PR #3004, opened 2024-07-11
ref: Rework RepoBreadcrumbContext so it's available in new header

spalmurray-codecov:
Refactors RepoBreadcrumbContext such that it is initialized above the Header on BaseLayout. The reason for this is because we are now rendering the breadcrumb in the header, we need access to the breadcrumb context up in the header.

____________

> _Problem statement_
The line containing "ref: Rework RepoBreadcrumbContext" marks where to begin; copy it and every later line exactly, through the end of the data.

> _Solution to this problem_
ref: Rework RepoBreadcrumbContext so it's available in new header

spalmurray-codecov:
Refactors RepoBreadcrumbContext such that it is initialized above the Header on BaseLayout. The reason for this is because we are now rendering the breadcrumb in the header, we need access to the breadcrumb context up in the header.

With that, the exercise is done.